_Problem to solve:_ Quote the listing below word for word, stopping after the line that contains "The Debug build was".
——
PR #1658, opened 2023-10-19
Re-enable Debug CI for Linux

varunagrawal:
The Debug build was removed in a previous PR for some reason, so I am reintroducing it here to cover all our bases.

Currently, the Linux CI takes [39m 38s](https://github.com/borglab/gtsam/actions/runs/6551953149?pr=1640) to run. I will update this comment with the time taken when the Debug build has completed running to provide evidence that adding the Debug build doesn't add significant more CI time.

### DIFF
--- a/.github/workflows/build-linux.yml
+++ b/.github/workflows/build-linux.yml
@@ -31,7 +31,7 @@ jobs:
           ubuntu-22.04-clang-14,
         ]
 
-        build_type: [Release]
+        build_type: [Debug, Release]
         build_unstable: [ON]
         include:
           - name: ubuntu-20.04-gcc-9


varunagrawal:
Here are the times taken:

<table>
<tr>
 <th> CI Name
 <th> Release Time Taken
 <th> Debug Time Taken
<tr>
 <td> ubuntu-20.04-gcc-9
 <td> 47m 15s
 <td> 50m 56s
<tr>
 <td> ubuntu-20.04-clang-9
 <td> 33m 34s
 <td> 33m 36s
<tr>
 <td> ubuntu-22.04-gcc-11
 <td> 44m 00s
 <td> 44m 49s
<tr>
 <td> ubuntu-22.04-clang-14
 <td> 32m 01s
 <td> 30m 27s
</table>

The maximum time difference is 3 minutes, which is a reasonable gap.

dellaert:
BUt, we run *both* release and debug right? So time doubles? Perhaps I am misunderstanding.

varunagrawal:
Yes we run both but in separate VM instances, thus they run in parallel. This is the reason we have the Job Matrix in the Actions YAML file, so GitHub knows how to run them concurrently.

The only bottleneck is when GitHub/Azure (because Microsoft owns GitHub) can't find a free VM and is waiting on resources, but GitHub seems to have improved that massively in the past year.

dellaert (approved):

PR #1660, opened 2023-10-23
Chebyshev2 Improvements

varunagrawal:
According to Trefethen, given N, we should form a polynomial with N+1 nodes, but we form a polynomial with N nodes (which is mathematically a N-1 degree polynomial).

Hence one of the bigger changes of this PR is to form a polynomial over N+1 nodes. This makes our code correspond directly to the math and makes comparison to Chebfun much easier.

Additionally, I've tightened some bounds checks and improved the overall API.


dellaert:
I wish you had done a design review with me first. I don’t support the change in the meaning of N without extensive discussion…

dellaert (changes requested):
Let’s talk first

varunagrawal:
> I don’t support the change in the meaning of N without extensive discussion…

I've been using Chebfun and the mental gymnastics of relating that to our implementation was getting to me. I believe we were wrong to have polynomials of degree N (instead of N+1) for the specified degree N.

varunagrawal:
@dellaert as discussed offline, I have reverted the change to go back to using order N polynomials (degree N-1) instead of order N+1 (degree N).

gtsam/basis/Chebyshev2.h
```diff
@@ -83,6 +86,11 @@ class GTSAM_EXPORT Chebyshev2 : public Basis<Chebyshev2> {
     return points;
   }
 
+  /// Return a zero initialized Parameter matrix.
+  static Parameters ParameterMatrix(size_t N) {
```
dellaert: I don't see why we can't just say Zero(N) ?

gtsam/basis/Chebyshev2.h
```diff
@@ -94,6 +102,16 @@ class GTSAM_EXPORT Chebyshev2 : public Basis<Chebyshev2> {
...
                                   double b = 1);
 
+  /**
+   * Calculate weights for all x in vector X.
+   * Returns M*N matrix where M is the size of the vector X,
+   * and N is the number of basis functions.
+   *
+   * Overriden for Chebyshev2.
+   */
+  static Matrix WeightMatrix(size_t N, const Vector& X, double a = -1,
```
dellaert: Where is this used? Just being worried about this MxN matrix being confused with the other MxN matrix that is used for VectorEvaluators. But I remember we talked about this as a speedup in some scenarios?

dellaert (commented):
Some questions. I don't see ParameterMatrix as an added value, just more code to maintain?

gtsam/basis/Chebyshev2.h
varunagrawal: Yes this needs to be removed since it was added for the previous change of `N` to `N+1`. Removing.

gtsam/basis/Chebyshev2.h
varunagrawal: This needs to be removed too.

varunagrawal:
@dellaert okay addressed all comments. :)

dellaert (approved):

PR #1663, opened 2023-10-29
Fix apparent non-templated types in expressions

jlblancoc:
Please, check this out... I think it's a typo, isn't it?


varunagrawal (approved):
I'm surprised this wasn't found sooner. Thank you @jlblancoc

PR #1669, opened 2023-11-13
`DiscreteFactor::errorTree` method for all assignments

varunagrawal:
Add a new ~~`error`~~ `errorTree` method for `DiscreteFactor`s which returns a full `AlgebraicDecisionTree` of errors for each assignment.

This is being done in an effort to add a `printErrors` method to `HybridNonlinearFactorGraph`.


dellaert (approved):
LGTM !!!

PR #1678, opened 2023-11-28
Add reprojection with fisheye camera model

kkelchte:
Add the ProjectionFactorPPPCal3Fisheye factor reprojection for the fisheye camera in python interface.


varunagrawal:
@kkelchte can you please add a unit test in the `python/gtsam/tests` directory to verify that the wrapping is indeed successful? It can be very simple, similar to a Cal3_S2 example.

dellaert (approved):
Thanks !!!!

dellaert:
I think this is just adding a type to the wrapper, does not need unit test.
——
_Response area:_
PR #1658, opened 2023-10-19
Re-enable Debug CI for Linux

varunagrawal:
The Debug build was removed in a previous PR for some reason, so I am reintroducing it here to cover all our bases.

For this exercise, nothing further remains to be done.